Racial Profiling by Berkeley Police Worsens
History continues to repeat itself in Berkeley. This will not stop unless there is a shift from what’s comfortable to what’s just, a shift from lip service to courage and integrity, a shift from racist policing, to true public safety.
For over eight years, Berkeley’s leaders claimed to champion eliminating racial disparities in policing. In 2018, they created the Fair & Impartial Policing Task Force to address the gross racial disparities found in the Center for Policing Equity’s report about BPD stop data. The report found that “Black persons in Berkeley were about 6.5 times more likely per capita than White persons to be stopped while driving, and 4.5 times more likely to be stopped on foot.”
Unfortunately, according to the 2022 BPD stop data, racial profiling has gotten worse, not better. Black people are now 7 times more likely per capita than white people to get stopped while driving, and almost 9 times more likely to be stopped on foot.
How did this happen?
In 2015, a coalition of community and student groups (including the Berkeley NAACP and UC Berkeley’s Black Student Union) released an initial analysis of BPD stop data that showed gross disparities in stops. Then, the Center for Policing Equity released a report in 2018 that was even more damning. In response, the Mayor’s Fair & Impartial Policing Task Force was created.
In December 2020, as the task force was preparing to release its roadmap of recommendations to create racially just policing in Berkeley, a key accountability clause was rejected by a majority of the task force, including the mayor. A few task force members were concerned that without it, their collective vision was doomed.

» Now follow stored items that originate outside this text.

PR #64, opened 2024-08-07
Refactoring for external auth. Vol I

didierofrivia:
This PR is the first of hopefully not too many that aims to re-arrange and open the code in order to implement External Auth.

Notes:
* Renames `RateLimitPolicy` struct to `Policy`
* Keeps config with `rateLimitPolicies` field, but renames it to  `policies` field within the struct `PluginConfiguration` when deserializing.
* Delegates the building of descriptors to the `Policy` instead of `Filter`
* Missing configuration change, TODO alongside a PR to Kuadrant Operator. Its still functional since it's serde::renaming the field

### DIFF
--- a/src/configuration.rs
+++ b/src/configuration.rs
@@ -485,7 +485,7 @@ pub struct Rule {
 
 #[derive(Deserialize, Debug, Clone)]
 #[serde(rename_all = "camelCase")]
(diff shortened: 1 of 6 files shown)


adam-cattermole (approved):
lgtm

What was the accountability clause? “If the City Manager does not ensure that the Police Department implements the plan in accordance with the timeline, the City Council should replace the City Manager.” Fair enough. The buck has to stop somewhere if change is going to happen. The task force had already concluded that the city manager had failed in her essential responsibility to implement the overwhelming majority of previous city council directives to address racial disparities in Berkeley policing. In fact, a number of task force members issued a statement that said, “This lack of implementation by the city manager was one of the central reasons for the creation of this working group.”
In February 2021, the city council unanimously approved a sweeping list of recommendations from the Fair & Impartial Policing Task Force, and it was the city manager’s job to implement these recommendations. But without the accountability clause, as expected, efforts to reduce racial profiling in Berkeley failed.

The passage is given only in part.